┌──

PR #266, opened 2017-03-13
Release automation

### LINKED ISSUE #221: Write some release automation
We should lift some of our release automation from cryptography and bcrypt to make releases easier here.

reaperhulk:
Fixes #221

### DIFF
--- a/tasks.py
+++ b/tasks.py
@@ -1,0 +1,131 @@
+# This file is dual licensed under the terms of the Apache License, Version
+# 2.0, and the BSD License. See the LICENSE file in the root of this repository
+# for complete details.
+
+from __future__ import absolute_import, division, print_function
+
+import getpass
+import io
+import os
+import time
+
+from clint.textui.progress import Bar as ProgressBar
+
+import invoke
+
+import requests
+
+
+JENKINS_URL = "https://jenkins.cryptography.io/job/pynacl-wheel-builder"
+
+
+def wait_for_build_completed(session):
+    # Wait 20 seconds before actually checking if the build is complete, to
+    # ensure that it had time to really start.
+    time.sleep(20)
+    while True:
+        response = session.get(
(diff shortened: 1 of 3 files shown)


alex:
I observe that this is basically a copy-paste of the `pyca/cryptography` automatino.

reaperhulk:
Mostly. I fixed a few small things though so I will be sending a PR to improve cryptography's automation later today based on what I did here.

tasks.py
```diff
@@ -0,0 +1,131 @@
...
+
+    invoke.run("twine upload -s dist/PyNaCl-{0}* ".format(version))
+
+    session = requests.Session()
+
+    # This tells the CDN to delete the cached response for the URL. We do this
+    # so that the Jenkins builders will see the new sdist immediately when they
+    # go to build the wheels.
+    response = session.request(
+        "PURGE", "https://pypi.python.org/simple/pynacl/"
```
dstufft: This shouldn't be required if you use Warehouse fwiw. The purging there has fancy things like retries! However it doesn't really hurt to keep it either.

tasks.py
```diff
@@ -0,0 +1,131 @@
...
+        "{0}/build".format(JENKINS_URL),
+        params={
+            "cause": "Building wheels for {0}".format(version),
+            "token": token
+        }
+    )
+    response.raise_for_status()
+    wait_for_build_completed(session)
+    paths = download_artifacts(session)
+    invoke.run("twine upload {0}".format(" ".join(paths)))
```
dstufft: Do we purposely only sign sdists?

reaperhulk: That's how we've done it on cryptography. I don't have any objection to signing more, but I also don't want to type my GPG key password in 20 times :)

dstufft: Fine with me, just noticed it.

└──

Please transcribe the records above in full, keeping every word.

PR #266, opened 2017-03-13
Release automation

### LINKED ISSUE #221: Write some release automation
We should lift some of our release automation from cryptography and bcrypt to make releases easier here.

reaperhulk:
Fixes #221

### DIFF
--- a/tasks.py
+++ b/tasks.py
@@ -1,0 +1,131 @@
+# This file is dual licensed under the terms of the Apache License, Version
+# 2.0, and the BSD License. See the LICENSE file in the root of this repository
+# for complete details.
+
+from __future__ import absolute_import, division, print_function
+
+import getpass
+import io
+import os
+import time
+
+from clint.textui.progress import Bar as ProgressBar
+
+import invoke
+
+import requests
+
+
+JENKINS_URL = "https://jenkins.cryptography.io/job/pynacl-wheel-builder"
+
+
+def wait_for_build_completed(session):
+    # Wait 20 seconds before actually checking if the build is complete, to
+    # ensure that it had time to really start.
+    time.sleep(20)
+    while True:
+        response = session.get(
(diff shortened: 1 of 3 files shown)


alex:
I observe that this is basically a copy-paste of the `pyca/cryptography` automatino.

reaperhulk:
Mostly. I fixed a few small things though so I will be sending a PR to improve cryptography's automation later today based on what I did here.

tasks.py
```diff
@@ -0,0 +1,131 @@
...
+
+    invoke.run("twine upload -s dist/PyNaCl-{0}* ".format(version))
+
+    session = requests.Session()
+
+    # This tells the CDN to delete the cached response for the URL. We do this
+    # so that the Jenkins builders will see the new sdist immediately when they
+    # go to build the wheels.
+    response = session.request(
+        "PURGE", "https://pypi.python.org/simple/pynacl/"
```
dstufft: This shouldn't be required if you use Warehouse fwiw. The purging there has fancy things like retries! However it doesn't really hurt to keep it either.

tasks.py
```diff
@@ -0,0 +1,131 @@
...
+        "{0}/build".format(JENKINS_URL),
+        params={
+            "cause": "Building wheels for {0}".format(version),
+            "token": token
+        }
+    )
+    response.raise_for_status()
+    wait_for_build_completed(session)
+    paths = download_artifacts(session)
+    invoke.run("twine upload {0}".format(" ".join(paths)))
```
dstufft: Do we purposely only sign sdists?

reaperhulk: That's how we've done it on cryptography. I don't have any objection to signing more, but I also don't want to type my GPG key password in 20 times :)

dstufft: Fine with me, just noticed it.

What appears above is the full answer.